Tue Dec 5, 2023, 04:34 PM
Dec 2023
Cheney's Multi-Million Dollar Revolving Door

News: As Bush Sr.'s secretary of defense, Dick Cheney steered millions of dollars in government business to a private military contractor -- whose parent company just happened to give him a high-paying job after he left the government.


By Robert Bryce
Mother Jones
August 2, 2000

EXCERPT...

In 1992, the Pentagon, then under Cheney's direction, paid Texas-based Brown & Root Services $3.9 million to produce a classified report detailing how private companies -- like itself -- could help provide logistics for American troops in potential war zones around the world. BRS specializes in such work; from 1962 to 1972, for instance, the company worked in the former South Vietnam building roads, landing strips, harbors, and military bases. Later in 1992, the Pentagon gave the company an additional $5 million to update its report.
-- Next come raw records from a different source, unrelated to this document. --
PR #79, opened 2021-03-05
Add mapToResult operator, tests

kaphacius:
This PR adds a new operator `catchToResult` which allows transforming a `Publisher` that has a specific `Failure` type (not `Never`) into a publisher that outputs `Output` and `Failure` wrapped in a `Result`. 
A common use-case for this is when an interface should produce publishers of type `AnyPublisher<Result<T, Error>, Never>`, but the underlying code works with publishers like `AnyPublisher<T, Error>` (`URLSession.DataTaskPublisher`).

The opposite situation, going from `AnyPublisher<Result<T, Error>, Never>` to `AnyPublisher<T, Error>` also happens. If there is an interest in this PR I can open another one with an operator that allows doing that.


Sources/Operators/CatchToResult.swift
```diff
@@ -0,0 +1,25 @@
...
+//
+//  Created by Yurii Zadoianchuk on 05/03/2021.
+//  Copyright © 2021 Combine Community. All rights reserved.
+//
+
+#if canImport(Combine)
+import Combine
+
+@available(OSX 10.15, iOS 13.0, tvOS 13.0, watchOS 6.0, *)
+public extension Publisher where Failure: Error {
```
manmal, line 13: I think `Failure` always needs to conform to `Error`, so `where Failure: Error` could probably be removed?

Sources/Operators/CatchToResult.swift
```diff
@@ -0,0 +1,25 @@
...
+    /// Transform a publisher with concrete Output and Failure types
+    /// to a new publisher that wraps Output and Failure in Result,
+    /// and has Never for Failure type
+    /// - Returns: A type-erased publiser of type <Result<Output, Failure>, Never>
+    func catchToResult() -> AnyPublisher<Result<Output, Failure>, Never> {
+        self.map({ Result.success($0) })
+            .catch({ Just(.failure($0)) })
+            .eraseToAnyPublisher()
```
manmal, line 21: Nitpick: `self` isn't necessary here, and braces can be simplified:
```swift
map(Result.success)
    .catch { Just(.failure($0)) }
    .eraseToAnyPublisher()
```

manmal (commented):
I think this looks great, thanks for taking up the idea!

jasdev:
Would love to see this land, thanks @kaphacius! I use TCA’s [`catchToEffect` analog](https://github.com/pointfreeco/swift-composable-architecture/blob/e93527097282d39588d1d4c897b9323301785974/Sources/ComposableArchitecture/Effect.swift#L319-L335) often. ✅

> The opposite situation, going from `AnyPublisher<Result<Output, Failure>, Never>` to AnyPublisher<Output, Failure> also happens. If there is an interest in this PR I can open another one with an operator that allows doing that.

+1.

(and as a heads up, we’ll probs need some quick docs. in the README.md, for when you get a chance. 🙏🏽)

Tests/CatchToResultTests.swift
```diff
@@ -0,0 +1,153 @@
...
+
+    func testCatchCustomError() {
+        let subject = PassthroughSubject<Int, Error>()
+        var completed = false
+        var gotFailure = false
+        var gotSuccess = false
+        var result: Result<Int, Error>? = nil
+
+        subscription = subject
+            .tryMap({ _ -> Int in throw(CatchToResultError.someError) })
```
freak4pc, line 53:
```suggestion
            .tryMap { _ -> Int in throw CatchToResultError.someError }
```

please drop parentheses in trailing-closures everywhere

Also, throw isn't a function, it's a specialty word.

Tests/CatchToResultTests.swift
```diff
@@ -0,0 +1,153 @@
...
+
+@available(OSX 10.15, iOS 13.0, tvOS 13.0, watchOS 6.0, *)
+final class CatchToResultTests: XCTestCase {
+    private var subscription: AnyCancellable!
+
+    enum CatchToResultError: Error {
+        case someError
+    }
+
+    func testCatchToResult() {
```
freak4pc, line 24:
```suggestion
    func testCatchResultNoError() {
```

freak4pc (commented):
Thanks! Tests look good overall, but there are some formatting issues, for example usage of unneeded parentheses, using keywords like `catch` and `throw` as functions (e.g. `catch (let e)`, `throw(MyError.error)`. 

If you'll clean up these things I'll be happy to merge.

Thank you!

kaphacius:
Added info to README.md and applied all of the suggested comments 👍

jshier:
Is there any particular reason not to make the name of this something more general, like `toResult`? It's not strictly a catching operator, as it transforms the success case as well. 

(I have this operator in my code base as `asResult()`, though I'm not particular on `as` vs. `to`.)

freak4pc:
I agree about @jshier's remarks and this is the biggest gripe I have here. Something like maoToResult or something else makes more sense, but there's "prior art" with TCA's catchToEffect. Not sure that's really a strong enough reason to not give it our own naming.

kaphacius:
I don't have any attachment to the name to be honest, I think `mapToResult` sounds equally good. I'll make the changes and update the PR

kaphacius:
Renamed the operator, tests and the PR name :)

freak4pc (approved):
Looks great! Thank you :)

That same year, BRS won a massive, five-year logistics contract from the US Army Corps of Engineers to work alongside American GIs in places like Zaire, Haiti, Somalia, Kosovo, the Balkans, and Saudi Arabia.
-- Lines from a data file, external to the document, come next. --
PR #83, opened 2021-03-14
Make WithLatestFrom transparently CompactMap

b8591340:
It leverages `Sink.TransformOutput`‘s signature to merely “forward” the optional through `ResultSelector`.

Not sure if `WithLatestFrom` is supposed to drop `nil` values from `AnyPublisher<Optional<Int>, Never>`. If it is this merely compacts within the result selector as well. If not then it‘s a bug due to the way the sink‘s `transformOutput` returns the `resultSelector` and it needs to be addressed, and a compacting `WithLatestFrom`, if welcome, would likely need to be an operator by itself.

### DIFF
--- a/Sources/Operators/WithLatestFrom.swift
+++ b/Sources/Operators/WithLatestFrom.swift
@@ -21,9 +21,9 @@ public extension Publisher {
   ///
   ///  - returns: A publisher containing the result of combining each value of the self
   ///             with the latest value from the second publisher, if any, using the
-  ///             specified result selector function.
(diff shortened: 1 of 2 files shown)


freak4pc (commented):
Hey, thanks for this - but withLatestFrom isn't supposed to compactMap. 
If it does this for some reason, it's a mistake. What's the behavior you're seeing? Elements being dropped?

b8591340:
Well, it seems I might have had the failing test case in this branch.

I‘ll close, but if a flattening withLatestFrom is still welcome I‘ll look into implementing it myself.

After Bill Clinton's election cost Cheney his government job, he wound up in 1995 as CEO of Halliburton Company, the Dallas-based oil services giant -- which just happens to own Brown & Root Services. Since then, Cheney has collected more than $10 million in salary and stock payments from the company. In addition, he is currently the company's largest individual shareholder, holding stock and options worth another $40 million. Those holdings have undoubtedly been made more valuable by the ever-more lucrative contracts BRS continues to score with the Pentagon.

Between 1992 and 1999, the Pentagon paid BRS more than $1.2 billion for its work in trouble spots around the globe. In May of 1999, the US Army Corps of Engineers re-enlisted the company's help in the Balkans, giving it a new five-year contract worth $731 million.

SNIP...

Although the US military has long relied on contractors for various services, the issue for some observers is the possibility that Cheney used his contacts within government to enrich himself. “We are talking about nepotism of the highest order and profiteering at the expense of the US taxpayers,” says Pratap Chatterjee, a radio journalist who has followed Halliburton for several years.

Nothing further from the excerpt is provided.